## Task item:
Set down all the records below, word for word.
╭─ Data provided
PR #1422, opened 2025-01-09
Trigger a deployment when workflows succeed

bickelj:
The new `deploy` workflow should trigger a deployment of the newly built (in the `build` workflow) image to Digital Ocean App Platform when several previous tasks such as `test` and `build` succeeded.

The `build` task is assumed to have updated the `latest` image tag and therefore the deployment command called by `curl` here should deploy the image just created in most cases. There may still be a chance of interleaving workflow executions causing the unintended image to be deployed. Until a more robust solution is found, this may have to do.

The situation as of writing is that no new code is delivered to production so this commit is a step toward getting an automated deployment working in a test environment and we expect to improve it to deploy to production.

Issue #1410

### DIFF
--- a/.github/workflows/README.md
+++ b/.github/workflows/README.md
@@ -1,0 +1,11 @@
+# GitHub Workflow Notes for the Philanthropy Data Commons service
+
+## Deploy
+
+The deploy task requires an API key, secret `DIGITAL_OCEAN_TOKEN`, and an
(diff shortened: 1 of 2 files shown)


slifty (approved):
Makes sense to me, and it looks good (standard caveat of "I'm not sure how to test CI beyond just reviewing the code itself)

bickelj:
Trying it, fingers crossed.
╰─
## Response below:
PR #1422, opened 2025-01-09
Trigger a deployment when workflows succeed

bickelj:
The new `deploy` workflow should trigger a deployment of the newly built (in the `build` workflow) image to Digital Ocean App Platform when several previous tasks such as `test` and `build` succeeded.

The `build` task is assumed to have updated the `latest` image tag and therefore the deployment command called by `curl` here should deploy the image just created in most cases. There may still be a chance of interleaving workflow executions causing the unintended image to be deployed. Until a more robust solution is found, this may have to do.

The situation as of writing is that no new code is delivered to production so this commit is a step toward getting an automated deployment working in a test environment and we expect to improve it to deploy to production.

Issue #1410

### DIFF
--- a/.github/workflows/README.md
+++ b/.github/workflows/README.md
@@ -1,0 +1,11 @@
+# GitHub Workflow Notes for the Philanthropy Data Commons service
+
+## Deploy
+
+The deploy task requires an API key, secret `DIGITAL_OCEAN_TOKEN`, and an
(diff shortened: 1 of 2 files shown)


slifty (approved):
Makes sense to me, and it looks good (standard caveat of "I'm not sure how to test CI beyond just reviewing the code itself)

bickelj:
Trying it, fingers crossed.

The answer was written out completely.